PR #2348, opened 2014-12-26
Implicit type conversion error + String#start_with? and #end_with? error

lumeet:
As of 2.0, MRI raises "no implicit conversion..." `TypeError` in certain situations. I've tried to make respective changes to `TypeConverter`. While not being sure it's 100%  right, at least the following also seems to behave correctly with the patch.
```bash
$ rbenv shell 2.0.0-p598
$ ruby -e '"a" + 1'
no implicit conversion of Fixnum into String (TypeError)

$ rbenv shell jruby-9.0.0.0-dev
$ ruby -e '"a" + 1'
TypeError: can't convert Fixnum into String
```
The String part addresses then `test_start_with?`and `test_end_with?` in test_string.rb


headius:
Thank you!

PR #2405, opened 2015-01-02
Module#include is public for a while now.

godfat:
Could verify this by running:

    ruby -ve 'Module.new.include Module.new'

We should probably have a test for this somewhere.


headius:
Sorry I missed this; we made the change on master already.

PR #2406, opened 2015-01-02
Introduce condition profiling for AndNode.

thomaswue:
Use full condition profiling including counters that inject probabilities for AndNode.


chrisseaton:
Travis failed, but it's an unrelated intermittent failure. Merging.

### Your assignment
In full and without alteration, write out each record.

### Task answer
PR #2348, opened 2014-12-26
Implicit type conversion error + String#start_with? and #end_with? error

lumeet:
As of 2.0, MRI raises "no implicit conversion..." `TypeError` in certain situations. I've tried to make respective changes to `TypeConverter`. While not being sure it's 100%  right, at least the following also seems to behave correctly with the patch.
```bash
$ rbenv shell 2.0.0-p598
$ ruby -e '"a" + 1'
no implicit conversion of Fixnum into String (TypeError)

$ rbenv shell jruby-9.0.0.0-dev
$ ruby -e '"a" + 1'
TypeError: can't convert Fixnum into String
```
The String part addresses then `test_start_with?`and `test_end_with?` in test_string.rb


headius:
Thank you!

PR #2405, opened 2015-01-02
Module#include is public for a while now.

godfat:
Could verify this by running:

    ruby -ve 'Module.new.include Module.new'

We should probably have a test for this somewhere.


headius:
Sorry I missed this; we made the change on master already.

PR #2406, opened 2015-01-02
Introduce condition profiling for AndNode.

thomaswue:
Use full condition profiling including counters that inject probabilities for AndNode.


chrisseaton:
Travis failed, but it's an unrelated intermittent failure. Merging.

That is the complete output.